The totora is a reed that grows in some areas of Lake Titicaca. This plant is the raw material that the Uros people use to build the floating islands where they live. These islands are built by superimposing layers of cattails on the water to form floating bases. These rushes rot over time, so the inhabitants of the Uros must add more layers periodically. We made the first stop at the Wily River Island. It was a very short visit, since you have to pay entrance in the islands and our boatman was not for the work.

We were only there for about fifteen minutes, but it was enough to notice with each step how uneven the soil is that make up the millions of cattail branches that must be there. You have to be careful not to screw up, literally stepping on a piece of rotten soil and ending with a sunken leg in the middle of the lake. The inhabitants of the islands use the totora for everything: to make the floor of the islands, for the houses, for the boats and for the countless souvenirs They sell to tourists.
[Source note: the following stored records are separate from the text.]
PR #573, opened 2021-08-02
Remove obsolete cli params

alpe:
Minor cleanup


ethanfrey (approved):
Good catch. I removed the flag references but forgot the usage

PR #918, opened 2022-07-29
Sorting fix

ethanfrey:
Replaces #916 (Thank you [the-frey](https://github.com/the-frey))

Rebased and using suggestion. Made mods myself to get this out faster. And unified it with #917 so both changes are together


ueco-jb:
https://github.com/CosmWasm/wasmd#compatibility also needs a new entry if you're going to release a new version.

PR #933, opened 2022-08-09
tendermint v0.34.20

faddat:
I'm learning to make smaller PR's.

This **only** bumps tendermint to v0.34.20


alpe:
Thanks for taking care! Small PRs are are very much appreciated. In this case, I would follow the SDK do the v0.45.7 upgrade , which includes this

PR #934, opened 2022-08-09
remove io/ioutil

faddat:
ioutil was deprecated in go 1.16 and is an error in go 1.19


faddat:
this is also ready to go.

alpe (approved):
Very nice! Thank you for doing the 🧹.  💪

PR #937, opened 2022-08-10
ibc-go v3.2.0

faddat:
OK I think this one does it :)

* upgrades ibc-go to v3.2.x

PR #940, opened 2022-08-15
ibc-go v4.0.0

faddat:
This PR riffs on these PR's:

* https://github.com/CosmWasm/wasmd/pull/937
* https://github.com/CosmWasm/wasmd/pull/919

To create a v0.45.7 wasmd that also uses ibc-go v4.0.0 and would be most suited to Juno's v10 upgrade.

Thanks to David, author of #919 

Note: if we merge this, then #937 should be closed.   This is my preference for merging, so I've updated it, but please let me know if there's a preference for #937.  Thanks!

## Update

Since main is updated to v45.7, this branch now serves only as an upgrade to ibc-go v4.0.0

It also changes the version of golangci-lint from v1.47.0 to v1.47 so that we catch all go 1.18 compatible updates in golangci-lint (eg 1.47.*)


faddat:
We should not do this.

larry0x:
> We should not do this.

@faddat why not?

PR #951, opened 2022-08-23
Make app keepers public

### LINKED ISSUE #881: Should we expose Keepers in app.go?
Currently, in app.go we do like:

app.bankKeeper

the most common practice is to do like:

app.BankKeeper

Should we change the way that CosmWasm presents these?

alpe:
Resolves #881

This PR is based on the work from @faddat in PR #882 (💐) with the variable names renaming reverted.
Added deprecation annotation and formatting.

Note to reviewer: please squash and merge

### DIFF
--- a/app/app.go
+++ b/app/app.go
@@ -243,33 +243,33 @@ type WasmApp struct {
 	memKeys map[string]*sdk.MemoryStoreKey
 
 	// keepers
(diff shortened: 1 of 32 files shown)


pinosu (approved):
LGTM 👍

Lake Titicaca is the highest navigable lake in the world and perhaps that's why we notice such strong temperature contrasts during the crossing. If I was under the roof of the boat, I was cold and, if I went outside, the heat burned me. Now I'm cold, now I'm hot, so during the four hours of travel.

Fernando, the photographer who accompanied us during our day at Machu PicchuHe explained that he had already made the excursion to Amantaní and, upon arriving on land, some islanders received him dressed in traditional costumes to honor his visit with some typical Amantaní dances. On the other hand, when we arrived on the island, a man of the town was at the pier with a bundle of tickets in hand to charge us the 5 pesos worth entering the island.